**Your goal**:
Please return every line in the following data that includes the string "github".
··· Available data
PR #532, opened 2015-02-06
Set an expiration for password reset tokens

### LINKED ISSUE #465: Expire password reset token after a period of time

mxie:
Overview:
Password reset tokens will now have an expiration date/time. By default, it
will be in 15 minutes. This is configurable via the `password_reset_time_limit`
option.

Users can request a reset as many times as they wish. Once they "claim" a reset
with one of their tokens, all others will be invalidated (set as expired).

Details:
* User-token data in a separate table called `password_resets`.
* Password reset logic has been extracted from the `User` model. It's now
handled at the controller level, referring to the `PasswordReset` and
`PasswordResetDeactivator` classes as needed.
* Routes and views have stayed the same for transparency.
  - To consider: renaming `PasswordsController` to `PasswordResetsController`
  later.
* Introduced `Clearance::Generators::Migration` to abstract common migration-related methods

This has been tested on a repo that's currently using Clearance, and it seems to work fine. I plan on adding some info on the Wiki for anyone who's adding the expiration feature to their existing Clearance'd project.

Also, this is a huge PR. Suggestions on how to break this up would be great appreciated.

Fixes #465


spec/generators/clearance/password_reset_migration/password_reset_migration_generator_spec.rb
```diff
@@ -0,0 +1,49 @@
+require "spec_helper"
+require "generators/clearance/password_reset_migration/password_reset_migration_generator"
```
mxie: We could either ignore this or rename this generator. I have no particular preference.

app/controllers/clearance/passwords_controller.rb
```diff
@@ -5,17 +5,20 @@ class Clearance::PasswordsController < Clearance::BaseController
...
   before_filter :forbid_non_existent_user, only: [:edit, :update]
+  before_filter :forbid_expired_password_reset, only: [:edit, :update]
 
   def create
     if user = find_user_for_create
-      user.forgot_password!
-      deliver_email(user)
+      password_reset = PasswordReset.new
+      password_reset.user = user
+      password_reset.save
```
mxie: It's been a while since I've Rails'ed, but there's a better way to do this, right? It's a one-way association, i.e. there's only a `belongs_to` association in `PasswordReset`, no `has_many` from `User`.

app/controllers/clearance/passwords_controller.rb
```diff
@@ -24,10 +27,12 @@ def new
...
 
   def update
-    @user = find_user_for_update
+    @password_reset = find_password_reset_by_user_id_and_token
+    user = @password_reset.user
 
-    if @user.update_password password_reset_params
-      sign_in @user
+    if user.update_password password_reset_params
+      Clearance::PasswordResetDeactivator.new(user).run
```
mxie: I don't know if this is excessive. It feels right since the responsibility is separated, but the `run` call is really only calling `PasswordReset.active_for(user).deactivate_all`, which could be easily used here instead.

mike-burns:
Since this changes the interface for documented template methods (the documentation is about as broad as possible: "See app/controllers/clearance for the default behavior"), this means that this will be part of the major version bump. Right?

mxie:
@mike-burns Yes, you are correct.

app/controllers/clearance/passwords_controller.rb
derekprior: Maybe:

```ruby
password_reset = PasswordReset.create!(user: user)
```

app/controllers/clearance/passwords_controller.rb
derekprior: This probably needs to happen in a transaction as well right? What happens if the password change succeeds but the deactivation does not?

db/migrate/20150122204353_create_password_resets.rb
```diff
@@ -0,0 +1,12 @@
+class CreatePasswordResets < ActiveRecord::Migration
+  def change
+    create_table :password_resets do |t|
+      t.integer :user_id, null: false
+      t.string :token, limit: 128, null: false
+      t.datetime :expires_at, null: false
+      t.timestamps null: false
+    end
+
+    add_index :password_resets, :user_id
```
derekprior: should we index the `expires_at` column as well? Maybe change this to a compound index on `[:user_id, :expires_at]`? Might be too much...

db/migrate/20150127232904_remove_confirmation_token_from_users.rb
```diff
@@ -0,0 +1,33 @@
...
+        (user_id, token, expires_at, created_at, updated_at)
+      SELECT
+        users.id,
+        users.confirmation_token,
+        '#{expiration_timestamp}',
+        CURRENT_TIMESTAMP,
+        CURRENT_TIMESTAMP
+      FROM users
+      WHERE users.confirmation_token IS NOT NULL
+    SQL
```
derekprior: good thinking!

spec/generators/clearance/password_reset_migration/password_reset_migration_generator_spec.rb
derekprior: ignore.

derekprior:
Took a quick spin through everything. This is great, thanks so much.

I do think we can do this in a manner that lets us ship this in opt-in fashion for 1.x. Either via a separate controller and/or via service objects like monban. We can look at it Friday.

app/controllers/clearance/passwords_controller.rb
mxie: Yeah, I had something like that originally, but Rails 3.2 doesn't seem to like it because of mass-assignments. =\ I guess I could at least extract the reset-building as a private method in here.

app/controllers/clearance/passwords_controller.rb
mxie: Hmm...we wouldn't want the resets to successfully deactivate if the password update failed, right? We could check for successful runs for both via:

```ruby
if user.update_password "whatever" && deactivator.run
``` 

...or something like that.

Was there some other flow you were thinking of?

app/controllers/clearance/passwords_controller.rb
mxie: Did something like this instead: f2ee26c.

db/migrate/20150122204353_create_password_resets.rb
mxie: Sounds good to me. Done in 8f0f9a8.

app/models/password_reset.rb
```diff
@@ -0,0 +1,36 @@
+class PasswordReset < ActiveRecord::Base
```
mxie: Should this be a template instead of in `app/models`, like `lib/generators/clearance/install/templates/user.rb`?

derekprior:
I have not forgotten about this, I've just been out or otherwise engaged on investment days. I'll be out this Friday as well but will try to spend some time playing with this on the plane.

mxie:
@derekprior Not a problem. I've been working on a bunch of other stuff in the meantime anyway. I actually haven't gotten to making this feature an opt-in one yet, so no rush.

README.md
```diff
@@ -106,15 +110,30 @@ helpers. For example:
 
 ### Password Resets
 
-When a user resets their password, Clearance delivers them an email. You
-should change the `mailer_sender` default, used in the email's "from" header:
+When a user resets their password, Clearance delivers them an email. By default,
+the password reset token expires in 15 minutes. You can change the time limit by
+passing in an `ActiveSupport::Duration`. You should also change the
```
jessieay: > You can change the time limit by passing in an `ActiveSupport::Duration` to `config.password_reset_time_limit`

lib/clearance/configuration.rb
```diff
@@ -93,6 +98,7 @@ def initialize
       @cookie_name = "remember_token"
       @httponly = false
       @mailer_sender = 'reply@example.com'
+      @password_reset_time_limit = 15.minutes
```
jessieay: `ENV` var for this?

mxie: @jessieay - I don't think I understand why this should be an `ENV` var. I also don't think it'll work as one either since the environment wouldn't understand `15.minutes`. Can you further elaborate?

README.md
mxie: Thanks! Changed in b101536.

lib/clearance/configuration.rb
jessieay: you could make `15` the env var and then do `ENV["PASSWORD_RESET_TIME_IN_MINUTES"].to_i.minutes` 

I am not 100% sure it makes sense here, but my general rule in a regular rails app is that time-related variables should be `ENV` vars in case they need to be changed on the fly. For example, on my current project, we have a `time_to_refresh` var that is 15 minutes on staging and prod for performance reasons, but sometimes we want to move it down to 1 minute of we are testing something on staging.

Your call if you want to go that route here, though!

derekprior: Clearance users are free to configure this to use an environment variable in their initializer, but we have to provide a valid default from the gem.

README.md
```diff
@@ -106,15 +110,34 @@ helpers. For example:
 
 ### Password Resets
 
-When a user resets their password, Clearance delivers them an email. You
-should change the `mailer_sender` default, used in the email's "from" header:
+When a user resets their password, Clearance delivers them an email.
```
derekprior: How about "Clearance sends them an email."

app/controllers/clearance/passwords_controller.rb
```diff
@@ -37,8 +40,14 @@ def update
 
   private
 
-  def deliver_email(user)
-    mail = ::ClearanceMailer.change_password(user)
+  def create_password_reset_for(user)
```
derekprior: SInce we're going to target this for 2.0, I think we should not worry about attr_accessible and use strong params here. What do you think?

derekprior: SInce we're going to target this for 2.0, I think we should not worry about attr_accessible and use strong params here. What do you think?

app/controllers/clearance/passwords_controller.rb
```diff
@@ -37,8 +40,14 @@ def update
...
+    PasswordReset.create! do |password_reset|
```
derekprior: SInce we're going to target this for 2.0, I think we should not worry about attr_accessible and use strong params here. What do you think?

app/controllers/clearance/passwords_controller.rb
```diff
@@ -56,11 +65,15 @@ def password_reset_params
     end
   end
 
-  def find_user_by_id_and_confirmation_token
-    user_param = Clearance.configuration.user_id_parameter
+  def find_password_reset_by_user_id_and_token
```
derekprior: What do you think about naming this `find_password_reset` instead? I think it might be a more override-friendly name. For instance, if you add some functionality and need to find the password reset by it as well, this method name would be misleading.

app/controllers/clearance/passwords_controller.rb
derekprior: I was thinking of a scenario where the password gets updated but then for whatever reason the deactivator errors out. In that case, their password would be changed but their token would still be valid. To get around that, you can:

```ruby
ActiveRecord::Base.transaction do
  user.update_password password_reset_params
  deactivator.run
  true
end
```

In that way, if any of those statements fail, the database changes are rolled back.

derekprior: It may make sense to do something like this in the model:

```ruby
def complete(params)
  transaction do
    user.update_password(params)
    deactivate_user_resets
    true
  end
end
```
Then the controller can fire off this complete method and inspect the result to make sure everything worked.

app/controllers/clearance/passwords_controller.rb
```diff
@@ -96,12 +101,27 @@ def forbid_missing_token
...
     end
   end
 
+  def find_user_from_password_reset
+    if matching_password_reset = find_password_reset_by_user_id_and_token
+      matching_password_reset.user
+    end
+  end
+
+  def forbid_expired_password_reset
```
derekprior: would this fit as a validation on password reset instead? validate it's not expired, call `valid?` as part of the theoretical `complete` method, perhaps?

app/models/password_reset.rb
derekprior: No. Clearance models are internal to clearance and not generate. User is a template because we expect you already have a user class of some sort.

app/controllers/clearance/passwords_controller.rb
mxie: Hm, I don't think we want to use strong params here. IIRC, this was done so that we could associate the password reset with a user. I don't recall why I went for a block here instead of just `PasswordReset.create!(user: user)` though...so I'll just go ahead and simplify it to that.

db/migrate/20150122204353_create_password_resets.rb
```diff
@@ -0,0 +1,12 @@
+class CreatePasswordResets < ActiveRecord::Migration
+  def change
+    create_table :password_resets do |t|
+      t.integer :user_id, null: false
+      t.string :token, limit: 128, null: false
```
derekprior: do you know what the significance of the limit is here?

app/controllers/clearance/passwords_controller.rb
mxie: I agree! I think I was just trying to follow the same naming convention as it was previously.

lib/clearance/configuration.rb
derekprior: @mxie Did you base the default on anything other libraries are doing for this? I'm wondering if it might be a bit too low, but I don't really know. I know that when I have to reset my password, sometimes the email doesn't come immediately and I get distracted doing something else. Maybe `1.hour`? I don't feel strongly and can easily be convinced 15 minutes is correct.

mxie: According to the OWASP link from the GH issue (http://owasp.com/index.php/Forgot_Password_Cheat_Sheet#Step_3.29_Send_a_Token_Over_a_Side-Channel), they’re saying no more than 20. I think I remembered that somehow and kind of picked 15 arbitrarily.


On June 5, 2015 at 10:39:57 AM, Derek Prior (notifications@github.com) wrote:

In lib/clearance/configuration.rb:

> @@ -93,6 +98,7 @@ def initialize
>        @cookie_name = "remember_token"
>        @httponly = false
>        @mailer_sender = 'reply@example.com'
> +      @password_reset_time_limit = 15.minutes
@mxie Did you base the default on anything other libraries are doing for this? I'm wondering if it might be a bit too low, but I don't really know. I know that when I have to reset my password, sometimes the email doesn't come immediately and I get distracted doing something else. Maybe 1.hour? I don't feel strongly and can easily be convinced 15 minutes is correct.

derekprior:
Ok, sorry it took me so long to get back to this. I like this a lot. I have a few questions or suggestions. Let me know what you think. I'll take a look at the state of master and decide whether the merge target for this should be master (that is I expect to release 2.0 soonish) or if I want it to go to a 2.0 branch while I deprecate a few more things in 1.x...

lib/clearance/configuration.rb
derekprior: Nice. Let's go with 20 then. I'm happy to follow OWASP's upper boundry here.

db/migrate/20150122204353_create_password_resets.rb
mxie: I believe this limit was set for the confirmation_token previously. I don’t know what the rationale behind it was though. It’s also interesting because we’re limiting the token to a length of 20 bytes, so they don’t seem to match up. Thoughts on removing the limit?


On June 5, 2015 at 10:37:52 AM, Derek Prior (notifications@github.com) wrote:

In db/migrate/20150122204353_create_password_resets.rb:

> @@ -0,0 +1,12 @@
> +class CreatePasswordResets < ActiveRecord::Migration
> +  def change
> +    create_table :password_resets do |t|
> +      t.integer :user_id, null: false
> +      t.string :token, limit: 128, null: false
do you know what the significance of the limit is here?

mike-burns: http://blog.jonanin.com/2013/11/20/postgresql-char-varchar/

This forces a VARCHAR where it could instead be TEXT. +1 to removing the limit.

app/controllers/clearance/passwords_controller.rb
mxie: Great idea! I've actually never used ActiveRecord Transactions before, and this totally makes sense. I'll give it a go.

db/migrate/20150122204353_create_password_resets.rb
mxie: Done in df5083e.

app/controllers/clearance/passwords_controller.rb
mxie: Done in 948a4f7

app/controllers/clearance/passwords_controller.rb
mxie: Done in 48a3a4c

README.md
mxie: Done in 789933b

app/controllers/clearance/passwords_controller.rb
mxie: I did some crazy stuff in https://github.com/thoughtbot/clearance/commit/49ae7ac3d029b2250d37be8ded3b94c5d89a11cb. Let me know what your thoughts are.

I'm finding that validating that the password update is valid kind of hard when wrapped in a transaction...might need some more brainstorming here where we can use `ActiveRecord::Base.transaction` but still be able to fetch useful error messages from either the user or the password reset objects.

mxie:
@derekprior Thanks for taking another look! I made a bunch of changes based on your comments and suggestions. There are some parts that might still require some brainstorming though.

If there are a few other things you'd like to fix, I think a 2.0 branch makes the most sense. I don't think there's a huge urgency for this feature at the moment anyway.

mxie:
@derekprior Whenever you get a chance, could you take a look at this again? I think it's pretty much all set to go. The only thing I might add is an "Upgrade Guide" of sorts. That could be done separately though.

derekprior:
With Clearance 2.0 progressing, I was finally able to return to this. I made some major changes that are afforded by dropping support for older versions of Rails. We now no longer need the database for password reset tokens, so the resulting PR is simpler, I think.

See #682.

PR #678, opened 2016-05-05
Use config.redirect_url in deny_access matcher

christoomey:
The `deny_access` matched currently uses the hard coded path `/` for the
`singed_in?` case, but this does not match the implementation of the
······
**Output**:
On June 5, 2015 at 10:39:57 AM, Derek Prior (notifications@github.com) wrote:
On June 5, 2015 at 10:37:52 AM, Derek Prior (notifications@github.com) wrote:
mxie: I did some crazy stuff in https://github.com/thoughtbot/clearance/commit/49ae7ac3d029b2250d37be8ded3b94c5d89a11cb. Let me know what your thoughts are.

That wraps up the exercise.